Despite largely having to largely skip celebrations of a 50th anniversary milestone last year while enduring the “most difficult” period he’s ever seen in the business, Bruce Hodge says he’s determined that Goway will come out of the global health crisis (and subsequent travel downturn) even stronger than it was nearly two years ago.
To that end, Hodge has invoked the words of Winston Churchill in the aftermath of WWII – “Never let a good crisis go to waste” – as an opportunity to reinvent the business he founded a half century ago for the next 50 years.
In particular, the company has spent its pandemic downtime investing heavily in new technologies, including a new phone system, online training program and customized reservation system, all designed to make its destination specialist staff better experts and its varied product line “more attractive and easier to sell.”
Hodge points to the company’s recently introduced ‘Your Next Journey: The Best of Goway Travel’ interactive digital travel brochure as encapsulating the brand’s fresh approach to “doing business in a post-pandemic world.”
He adds, “All areas of our company have been refreshed and revitalized.”
Company VP Craig Canvin says Goway’s pandemic downtime also saw a product revamp, which he says now includes over a thousand “totally reimagined” tours in the system, and now divided into three price tiers: moderate, first class and deluxe – as well as boasting consistency across all divisions, from Australia to Africa, Europe, and South America.
With an added focus on luxury experiences, which includes private guided tours, agents will have a wider range of travel styles to offer clients, he says, but at the same time still having access to Goway’s “tried and true” product.
Other enhancements include private transfers on every tour.
“We’re not just a head in a bed and bum in the seat,” Canvin says, noting that many of the tour upgrades reflect customer demands. “This is what clients have been looking for and the traveller demands – to (travel) on their own terms.”
Agents can also take advantage of Goway’s tech enhancements via a new three-way Zoom feature that allows a company destination specialist to liaise with the agent and their client, which allows the customer to be involved in the planning process.
Of the changes, Canvin says, “We’re calling it Goway 2.0,” and adds, “It sets the stage for growth.”
Accompanying the product changes are some new team members (including the recently announced addition of Rares Dumitru as National Account Manager for Canada), as well as transitional changes to the company’s senior management team, effective Jan. 1, including the promotion of Anthony Saba to VP of Downunder & South Pacific, taking over from Shirley Rourke, who becomes VP of Groups.
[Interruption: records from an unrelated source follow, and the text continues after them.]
PR #2515, opened 2022-05-08
ath79-generic: (re)add wzr-hp-ag-300h / wzr-600dhp

AiyionPrime:
@ce-4 intends to test this device.
 
> Both are effectively the same hardware, the latter being Bufalos
> replacement model.

> Gone due to

- ~~Must be flashable from vendor firmware~~ wonttest
  - ~~Web interface~~
  - ~~TFTP~~
  - ~~Other: <specify>~~
- Wired network
- LED mapping
  - Power/system LED
  - Radio LEDs
    - [x] Should show activity **not sure whether they blink for beacons, but they do until the respective device is down**
  - Switch port LEDs **none present**
- Outdoor devices only:

### DIFF
--- a/docs/user/supported_devices.rst
+++ b/docs/user/supported_devices.rst
@@ -9,6 +9,10 @@ ath79-generic
   - Fritz!WLAN Repeater 450E [#avmflash]_
   - Fritz!Box 4020 [#avmflash]_
 
+* Buffalo
+
+  - WZR-HP-AG300H / WZR-600DHP
+
 * devolo
 
   - WiFi pro 1200e [#lan_as_wan]_
--- a/targets/ath79-generic
+++ b/targets/ath79-generic
@@ -26,6 +26,11 @@ device('avm-fritz-wlan-repeater-450e', 'avm_fritz450e', {
 	factory = false,
 })
 
+-- Buffalo
+
+device('buffalo-wzr-hp-ag300h', 'buffalo_wzr-hp-ag300h')
+device('buffalo-wzr-600dhp', 'buffalo_wzr-600dhp')
+
 -- devolo
 
 device('devolo-wifi-pro-1200e', 'devolo_dvl1200e', {


ce-4:
I set up and tested a Buffalo WZR-HP-AG300H with name "ath79-test-freifunk-gluon-PR-2515"

Findings:
It mostly works (sysupgrade, vpn, wifi, network port assignments, firstboot, primary mac)

some things don't work:
- Gluon profile name matches autoupdater image name (lua -e 'print(require("platform_info").get_image_name())')):
   NOPE(?): stable fw string is "buffalo-wzr-hp-ag300h-wzr-600dhp" while on experimental fw string is "buffalo-wzr-hp-ag300h"
- LED: the switch-port-LED doesnt work, it's a single LED with label "ROUTER"
   path for led entry: /sys/devices/platform/ath9k-leds/leds/green:router
   path for devicetree entry: /sys/firmware/devicetree/base/ath9k-leds/router
things I havent tested yet/wont test:
- Flash-from-vendor-firmware: won't test, stock-fw is ancient and i found no method to revert to the stock fw
- Mesh-Wifi 2.4/5ghz: not yet tested, need to set up a second ffh device for that

rotanid:
> Maybe also of note, to revert to my standard ffmuc-fw, i had to use the -F flag with sysupgrade: $ sysupgrade -n -F gluon-ffmuc-v2022.5.2-buffalo-wzr-hp-ag300h-wzr-600dhp-sysupgrade.bin Tue Sep 27 04:39:11 CEST 2016 upgrade: Image metadata not present Image check failed but --force given - will update anyway! Tue Sep 27 04:39:11 CEST 2016 upgrade: Commencing upgrade. Closing all shell sessions.

this is absolutely expected, downgrades are never supported (although they usually work with forgetting settings)

AiyionPrime:
> Gluon profile name matches autoupdater image name (lua -e 'print(require("platform_info").get_image_name())')):
NOPE(?): stable fw string is "buffalo-wzr-hp-ag300h-wzr-600dhp" while on experimental fw string is "buffalo-wzr-hp-ag300h"

Not sure, what you mean: The name of the image changed, it was a single image in ar71xx, for what are (technically) two devices.
What the firmware image was called in ar71xx does not matter for you though:
What's important ist, that, when you call `lua -e 'print(require("platform_info").get_image_name())'` on the new ath79 firmware, it outputs `buffalo-wzr-hp-ag300h` as that is what I worte in the PR in [line 37](https://github.com/freifunk-gluon/gluon/pull/2515/files#diff-8bd1ca94227cccf7c95011ebe4f9d1b7ae82d4c1495d27c12532af82df0d1312R37).

> LED: the switch-port-LED doesnt work, it's a single LED with label "ROUTER"

Possible, that OpenWrt cleaned that up and dropped the 'misuse' of that LED for the ports, will look into that later.

> wifi activity leds:

I'm happy the assignment works, I do not know, what was forgotten in OpenWrt, that the LEDs blink in sync but not with traffic, maybe @rotanid has an idea?

The reset button works? Anything else I used check for now?

Thanks for testing this!

ce-4:
Ah ok, i was mistaken about the device name, if the images were split, "buffalo-wzr-hp-ag300h" is of course fine then. I thought it should be the same as with ar71xx

As for the rest:
[ok] Reset/WPS/... button must return device into config mode: works as with ar71xx
[ok] Power/system LED / Lit while the device is on: works as with ar71xx
[ok] Power/system LED / Should display config mode blink sequence: works like on stable
[ok] Wireless network (if applicable) / Association with AP must be possible on all radios: 2.4+5ghz non-mesh both work

ce-4:
Update:
2.4GHz meshing works (testet with a spare GL.inet MT300N-v2).

As for the LED issues: I have no idea how to test https://openwrt.org/docs/techref/hardware/port.gpio#script_blink
the LEDs are already named and working, it's just that the new firmware doesn't know that there's a single "ROUTER"-LED instead of separate switch-port LEDs, also the DIAG-led doesnt show config-mode yet. The router led was used for switch-port activity (i.e. LAN-ports 1/2/3/4 in the past):
experimental fw, path for led entry: /sys/devices/platform/ath9k-leds/leds/green:router
experimental fw, path for devicetree entry: /sys/firmware/devicetree/base/ath9k-leds/router.

The router has six LEDs:
ON (probably USB-port activity, not used with gluon, but LED handle exists also in experimental/new image)
DIAG (used to discern config-mode on stable gluon)
ROUTER (activity led for the switch port)
5GHz
2.4GHz
POWER

AiyionPrime:
So. The things left are the LAN LED and the WAN LED, which do technically not exist.
The "ROUTER" LED does. In my opinion either of the following would be fine:
- leave as is, as OpenWrt is technically right about there not being LAN or WAN LEDs
- set the "ROUTER" LED  as either LAN or WAN identifier matching ar71xx if possible at all?
- or possibly even better use both so it does blink if either is active

Looking at [other Buffalo devices](https://github.com/openwrt/openwrt/blob/f5a87a0a7b8d5aa83435868eb324601df6c4f4dc/target/linux/ath79/generic/base-files/etc/board.d/01_leds#L107) we could go with option two either upstream in OpenWrt of patch it downstream

Any opinions, @neoraider, @blocktrron?

Anyway @ce-4 and me are satisfied as is and would even merge this as is and go with option one.

AiyionPrime:
> I'd go for "whatever OpenWrt does"

_originally posted by @neoraider in hackint#gluon 17.06.22 12:59:17_

So this is ready to review/merge.

AiyionPrime:
Just a typo in the commitmessage.

AiyionPrime:
Rebased onto master in order to avoid the docs warning about language being none.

The latter move reflects the retirement of Barbara Norton next April after 38 years at the company.
Until then, Norton and Rourke will continue to work together to reinvent Goway’s Holidays of a Lifetime program, which will be incorporated into the refreshed Groups Only division.
More changes to the new Goway “50+ management team” are expected in the New Year.
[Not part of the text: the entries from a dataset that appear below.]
PR #1986, opened 2020-04-21
targets/ath79-generic: add archer-D50 v1

2tata:
- [x] must be flashable from vendor firmware
  - [x] tftp
- [x] must support upgrade mechanism
  - [x] must have working sysupgrade
    - [x] must keep/forget configuration (if applicable)
      *think `sysupgrade [-n]` or `firstboot`*
  - [x] must have working autoupdate
    *usually means: gluon profile name must match image name*
- [x] reset/wps/phone button must return device into config mode
- [x] **primary mac should match address on device label (or packaging) (https://gluon.readthedocs.io/en/latest/dev/hardware.html#notes)**
- wired network
  - [x] should support all network ports on the device
  - [x] must have correct port assignment (WAN/LAN)
- wifi (if applicable)
  - [x] association with AP must be possible on all radios
  - [x] association with 802.11s mesh must be working on all radios 
  - [x] ap/mesh mode must work in parallel on all radios
- led mapping
  - power/sys led (_critical, because led definitions are setup on firstboot only_)
    - [x] lit while the device is on
   - [ ]  **should display config mode blink sequence** <-- NOT Working
(https://gluon.readthedocs.io/en/latest/features/configmode.html)
  - radio leds
    - [x] should map to their respective radio
    - [x] should show activity
  - switchport leds
    - [x] should map to their respective port (or switch, if only one led present) 
    - [x] should show link state and activity

Issue #1687, opened 2019-03-27
raspberry pi 3 broken status


ghost:
I'm running gluon on a rpi3 for a while and everything seems to be good so far:
http://mgmt.saar.freifunk.net/hopglass/#!v:m;n:b827eb0b08a9

It does only support one wifi interface and according to `iw` no 11s. Client AP works fine, though, and so does meshing over Ethernet. VLANs are also supported.

What's required to mark this as unbroken?

kpanic23:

At the same time, Goway, always active south of the border, has announced a partnership with the prominent Signature Travel Network, which boasts 11,000 members, in order to expand its reach in the US.
As for the winter and into 2022, VP Canvin says bookings are booming, especially for exotic destinations, or “idyllic retreats” as Goway calls them, with the top three destinations being The Maldives, Tahiti, and Dubai, with the latter’s Expo 2020 commanding great interest. Similarly doing “extremely well” is Europe, he says.
Another trend amongst clients is staying longer and upgrading amenities, from flights to hotel rooms.
“As soon as a luxury destination opens up,” enthuses Canvin, “it is booked.”